Phillips alluded to a recent article in which a prominent feminist puzzled over the furor surrounding Ice-T’s controversial song, “Cop Killer,” and wondered why a similar outcry is rarely heard concerning songs that seek to demean women.
“Songs about killing or mutilating women have been prominent in popular culture for the last 20 years,” Phillips said. “Those are the kinds of questions we need to ask ourselves: What kind of people are we to tolerate these violent images against women? We seem intolerant of people speaking out strongly against those images merely as a critique against censorship.”
Such “complicated questions” and the uneasy alliance between the right and a large number of feminists are part of the fabric of the latest issue, and, the editors say, the reason for tackling the subject.
Harry Polkinhorn, the director of SDSU Press and the managing editor of Fiction International, said he welcomed the idea behind the issue largely because it dared to be daring.
“We knew we would be taking some risks, especially at this time,” he said. “It is a very repressive time, but we’re affiliated with an institution where I believe academic freedom still has some meaning. So we just went ahead. We devoted twice as many pages as we normally would.”
Jaffe said the project was funded through the journal’s own budget. He said the editors have received funding in the past from the National Endowment for the Arts and the California Arts Council, “but none for this project.”
Jaffe, co-editor Larry McCaffery (another SDSU professor) and guest editor Mel Freilicher, who teaches at UC San Diego, solicited the work of 70 contributors, many well known and two-thirds of them women.
A question throughout is to what extent pornography has heightened fears of censorship, and how serious is the threat in an era Jaffe calls the most chilling since “the McCarthy scare” of the ‘50s.
Despite the cutting-edge nature of the work and the application of some of the country’s best writers, Polkinhorn calls the end result “mixed. . . . They put in some pieces based less on their literary value that made the cut largely for other reasons.

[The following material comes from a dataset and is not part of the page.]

PR #59, opened 2020-09-08
Try to improve description rendering

JoelAtDeluxe:
This PR attempts to further speed up description rendering on the timeline. 

The current issue faced is that rendering markdown is slow due to a bottleneck with asset loading. Descriptions are rendered in markdown and the markdown renderer is dynamically loaded. This means that when the other dynamic elements come in, the code needs to react to both downloading those assets, as well as downloading the markdown rendering code.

Some pieces were more innovative, some more traditional. But in all cases, the relationship to the reader is quite direct.”
Polkinhorn acknowledged that the likelihood “of getting slapped down is great”--after all, someone is bound to send a copy to archconservative Sen. Jesse Helms (R-N.C.).
“Although we got no funding from the NEA, Helms is the kind of guy who likes to get on his high horse and go after people,” Polkinhorn said.
Polkinhorn defined the intent of the issue, as “highlighting the ongoing significance of the subject of sexual repression as a political phenomenon in our culture. That’s really what joins this together. Pornography and censorship as concepts are linked, and that’s something we as citizens have to confront on some level at some point.”